I see irony dripping in buckets, here: LP wanted to be a scientific understanding of human information. Along side Turing’s precise mathematical formulation and Church’s lambda calculus (both were combined into the Church-Turing thesis), Carnap’s essays could almost be considered vague musings. But on the top, it says to a solid bit of theory that it can only pretend to that is, by definition, meaningless because it contains an element that cannot be encoded in any system of meaningful symbols, because there’s no there there.

But the crowning blow to LP shows up in the relation of meaning to halting. If there is a process for testing meaning or parsing for meaning, then the output is meaning. In order to have an output the process must halt. Thus by proposing a partition between meaningful and meaningless symbols, they are essentially proposing a methodology that 1) we don’t know whether it exists, and 2) we have no good reason to assume it does.

The LP process is fairly simple. I submitted the Halting Algorithm and it spat out “meaningless”. It’s designed to dig out symbols that might be meaningless and stop on the first one that proves to be so, and chuck the whole statement into the meaningless bin.

But while an imperfect process might halt, we can’t only think of what the process is, but also what it purports to be, by the other words that describe it. But here is where it gets fun! Cause we can totally beat LP to death with its own limbs at this point.

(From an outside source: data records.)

PR #616, opened 2020-10-13
bumper, Add bumping repo instance

RamLavi:
This PR adds a bumping repo component instance in the bumper script.

- **bumper, Add a cnao repo instance and cnaoRepoCommands.go**
Currently, functions that run on the cnao repo
are run with the component api, instead of on it's own instance.
To make things neater, Let's create a cnaoRepo instance,
and use it to run cnao repo related actions.
Additionaly, all cnao repo related function move to cnaoRepoCommands.go

- **bumper, Move cnap repo related tests to cnaoRepoCommands_test.go**
We purely* move the unit-tests related to cnaoRepo to the dedicated
test file cnaoRepoCommands_test.go
* only exception is a small fix in isComponentBumpNeeded where we also
update the url so that the test won't fail.

- **bumper, Move config parsing actions to cnaoRepo instance**
Let's move all actions regarding components.yaml (aka config file)
to run on the cnaoRepo instance.
To do so, we change the config-path input param to be
relative to the cnaoRepo, so that it'll be easy to concat it
to the cnaoRepo instance.
We also add another reading of the config file to
refresh it's content after each bump.

- **bumper, Move running bump-<component> scripts to cnaoRepo instance**
Let's move bump component script actions to cnaoRepo instance

**Release note**:

```release-note
NONE
```


alonSadan (commented):
Thanks Ram.
/lgtm

RamLavi:
/hold cancel

since working with clone may cause debugging issues in the future, I change the repo instance to run from the current cnao repo.

tools/bumper/bumper.go
```diff
@@ -80,18 +87,23 @@ func main() {
...
 			componentsConfig.Components[componentName] = component
-			err = updateComponentsYaml(inputArgs.componentsConfigPath, componentsConfig)
+			err = updateComponentsYaml(configPath, componentsConfig)
 			if err != nil {
 				exitWithError(errors.Wrap(err, "Failed to update components yaml"))
 			}
 
 			logger.Printf("Running bump-%s script", componentName)
-			cmd := exec.Command("make", fmt.Sprintf("bump-%s", componentName))
+			cmd := exec.Command("make", "-C", bumpingRepo.gitRepo.localDir, fmt.Sprintf("bump-%s", componentName))
```
qinqon, line 106: This should be encapsulated at cnaoRepo `cnaoRepo.Bump(componentName)`

tools/bumper/bumper.go
```diff
@@ -118,7 +130,7 @@ func initLog() *log.Logger {
 }
 
 func initFlags(paramArgs *inputParams) {
-	flag.StringVar(&paramArgs.componentsConfigPath, "config-path", "", "Full path to components yaml")
+	flag.StringVar(&paramArgs.componentsConfigPath, "config-path", "", "relative path to components yaml from bumping repo")
```
qinqon, line 133: ditto, let's remove this argument.

tools/bumper/component_commands.go
```diff
@@ -67,10 +67,28 @@ type gitRepo struct {
 }
 
 const (
-	cnaoOwner = "kubevirt"
-	cnaoRepo  = "cluster-network-addons-operator"
+	bumpingRepoUrl = "https://github.com/kubevirt/cluster-network-addons-operator"
```
qinqon, line 70: we are not going to create new clone we don't need this

qinqon (changes requested):
First pass: Don't use `Component` for CNAO just work with the `gitRepo` from it also we can totally remove the config-path param and stick with components.yaml this is not a generic tool.

tools/bumper/bumper.go
```diff
@@ -37,8 +38,14 @@ func main() {
 		exitWithError(errors.Wrap(err, "Failed to create github api instance"))
 	}
 
+	bumpingRepo, err := getBumpingRepoComponent(githubApi)
```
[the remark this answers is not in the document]
RamLavi: I actually think making it generic is the preferred practice. 
Not because maybe someone will want to use it in other repo (although who knows)
but because this way I keep the repo specific stuff in specific const variables so it'll be easier to modify stuff later on.

Considering the minimal effort, I think keeping it generic is the preferred way in this case.

tools/bumper/bumper.go
```diff
@@ -68,7 +75,7 @@ func main() {
 		}
 
 		proposedPrTitle := fmt.Sprintf("bump %s to %s", componentName, updatedReleaseTag)
-		bumpNeeded, err := gitComponent.isBumpNeeded(currentReleaseTag, updatedReleaseTag, component.Updatepolicy, proposedPrTitle)
+		bumpNeeded, err := bumpingRepo.isBumpNeeded(currentReleaseTag, updatedReleaseTag, component.Updatepolicy, proposedPrTitle)
```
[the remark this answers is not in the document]
RamLavi: The main reason why `isBumpNeeded` is a gitComponent function is that we want to access `isPrAlreadyOpened` inside it...

`isPrAlreadyOpened` specifically checks if there is no open bump PR in **CNAO** repo.. so keeping it under bumpingRepo is the right thing in my opinion..

tools/bumper/component_commands.go
```diff
@@ -67,10 +67,28 @@ type gitRepo struct {
...
 )
 
+func getBumpingRepoComponent(api *githubApi) (*gitComponent, error) {
```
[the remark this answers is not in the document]
RamLavi: `gitComponent` is a struct that allows us go-git functions (like `status()`, `Add()` etc.. ) and githubAPI functions (like future functions `createGithubBranch` `creategithubPR`, etc...)
all those are fit the bumping repo needs, so I don't agree... keeping it in `gitComponent` is the best fit.

btw, we technically can call all functions (like `getUpdatedReleaseInfo`) on the bumping component, it'll work, we just don't want to do it in the purpose of this script.

tools/bumper/bumper.go
```diff
@@ -80,18 +87,23 @@ func main() {
 
 			// Create PR
 			exitWithError(fmt.Errorf("create PR not implemented yet"))
+			// update components yaml in the bumping repo instance
+			componentsConfig, err = parseComponentsYaml(configPath)
+			if err != nil {
+				exitWithError(errors.Wrap(err, "Failed to parse components yaml during bump"))
+			}
```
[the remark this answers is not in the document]
RamLavi: componentsConfig is not refreshed when resetting the cnao repo, it's on RAM.
we need to refresh the componentsConfig, otherwise `components.yaml` will accumulate past bump changes.
For example, if first bump was knmstate to 0.32.0, then `componentsConfig` will have this change..
and then next component we need to bump multus to 3.6, the `componentsConfig` will hold both changes..

tools/bumper/bumper.go
RamLavi: ditto [comment](https://github.com/kubevirt/cluster-network-addons-operator/pull/616#discussion_r504485958)

tools/bumper/component_commands.go
RamLavi: now that cnao is kept in component struct, we can use `getComponentNameFromUrl`, `getComponentOwnerFromUrl` to get `cnaoOwner`, `cnaoRepo` from there. keeping this in url makes it more robust.

tools/bumper/bumper.go
```diff
@@ -37,8 +38,14 @@ func main() {
...
 	}
 
+	bumpingRepo, err := getBumpingRepoComponent(githubApi)
+	if err != nil {
+		exitWithError(errors.Wrap(err, "Failed to clone bumping repo"))
+	}
+
 	logger.Printf("Parsing %s", inputArgs.componentsConfigPath)
-	componentsConfig, err := parseComponentsYaml(inputArgs.componentsConfigPath)
+	configPath := filepath.Join(bumpingRepo.gitRepo.localDir, inputArgs.componentsConfigPath)
```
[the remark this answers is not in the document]

tools/bumper/bumper.go

tools/bumper/bumper.go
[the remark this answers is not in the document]
qinqon: You can still use constants but don't use generic names for CNAO like BumpingRepo or the like, is really missleading and you know to understand that BumpingRepo is CNAO itself, also CNAO itself is not a network component from CNAO.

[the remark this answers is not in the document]
RamLavi: changed all `BumpingRepo` to `cnaoRepo`
 Done

tools/bumper/cnaoRepoCommands.go
```diff
@@ -0,0 +1,168 @@
...
+func (cnaoRepoOps *gitCnaoRepo) isComponentBumpNeeded(currentReleaseVersion, latestReleaseVersion, updatePolicy, proposedPrTitle string) (bool, error) {
+	logger.Printf("currentReleaseVersion: %s, latestReleaseVersion: %s, updatePolicy: %s\n", currentReleaseVersion, latestReleaseVersion, updatePolicy)
+
+	if updatePolicy == updatePolicyStatic {
+		logger.Printf("updatePolicy is static. avoiding auto bump")
+		return false, nil
+	}
+
+	// check if PR not already opened
+	isAlreadyOpened, err := cnaoRepoOps.isPrAlreadyOpened(cnaoRepoOps.getCnaoRepoOwnerFromUrl(), cnaoRepoOps.getCnaoRepoNameFromUrl(), proposedPrTitle)
```
qinqon, line 91: We can reduce this to `cnaoRepoOps.isPrAlreadyOpened(proposedPrTitle)`

tools/bumper/cnaoRepoCommands.go
```diff
@@ -0,0 +1,168 @@
...
+	latestVersion, err := canonicalizeVersion(latestReleaseVersion)
+	if err != nil {
+		return false, errors.Wrapf(err, "Failed to digest latest Version %s to semver", latestVersion)
+	}
+
+	return currentVersion.LessThan(*latestVersion), nil
+}
+
+// check if there is an already open PR with the same title in the repo.
+func (cnaoRepoOps *gitCnaoRepo) isPrAlreadyOpened(owner, repo, proposedPrTitle string) (bool, error) {
```
qinqon, line 118: owner and repo are going to be the ones at CNAO no need to pass them

tools/bumper/cnaoRepoCommands.go
```diff
@@ -0,0 +1,168 @@
...
+
+func (cnaoRepoOps *gitCnaoRepo) getCnaoRepoNameFromUrl() string {
+	urlSlice := strings.Split(cnaoRepoOps.configParams.Url, "/")
+	return urlSlice[len(urlSlice)-1]
+}
+
+func (cnaoRepoOps *gitCnaoRepo) getCnaoRepoOwnerFromUrl() string {
+	urlSlice := strings.Split(cnaoRepoOps.configParams.Url, "/")
+	return urlSlice[len(urlSlice)-2]
+}
```
qinqon, line 143: They are only use for `isPrAlradyOpenned` so we can just do the split once there and access the position.

tools/bumper/cnaoRepoCommands.go
```diff
@@ -0,0 +1,168 @@
+package main
```
qinqon, line 1: In golang go sources fails are usually lowercase, let's move this to just `cnaorepocommands.go`

tools/bumper/cnaoRepoCommands.go
```diff
@@ -0,0 +1,168 @@
...
+	}
+
+	return currentVersion.LessThan(*latestVersion), nil
+}
+
+// check if there is an already open PR with the same title in the repo.
+func (cnaoRepoOps *gitCnaoRepo) isPrAlreadyOpened(owner, repo, proposedPrTitle string) (bool, error) {
+	logger.Printf("checking if there is an already open bump PR for this release")
+
+	prList, _, err := cnaoRepoOps.githubInterface.ListPullRequests(owner, repo)
```
qinqon, line 121: we can encapsulate things a little more and implement this as `cnaoRepoOps.ListPullRequests()` so we don't need to pass owner and repo to `isPrAlreadyOpenned`

tools/bumper/cnaoRepoCommands_test.go
```diff
@@ -0,0 +1,277 @@
+package main
```
qinqon, line 1: move this file to cnaorepocommaneds_test.go

qinqon (changes requested):
It's starting to look super nice, the unit tests are awesome, let's encapsulate things a little more.

tools/bumper/cnaoRepoCommands.go
RamLavi: in future PRs I'm going to add more functions that use this so it's better to keep it.

tools/bumper/cnaoRepoCommands.go
RamLavi: Done

tools/bumper/cnaoRepoCommands.go
RamLavi: Done

tools/bumper/cnaoRepoCommands.go
RamLavi: `ListPullRequests` is a method of githubInterface that implements githubApi & appropriate fakes,  so I shoudn't move it to cnaoRepoOps.

tools/bumper/cnaoRepoCommands.go
RamLavi: I'll keep it like the other files in the bumper folder: cnao_repo_commands.go
Done

tools/bumper/cnaoRepoCommands_test.go
RamLavi: changed to cnao_repo_commands_test.go
Done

We suspect that there may be a better process. But we cannot point to one and say, “That is the process that partitions statements between meaningful and meaningless (and halts).” We also do not know that it is by any stretch axiomatic, simply because there is no process to decide whether or not a halting algorithm exists for a subset of computations either.

So it’s not objective and not axiomatic, so it’s meaningless. What’s meaningless? That we can decide a single method to partition meaningful from meaningless.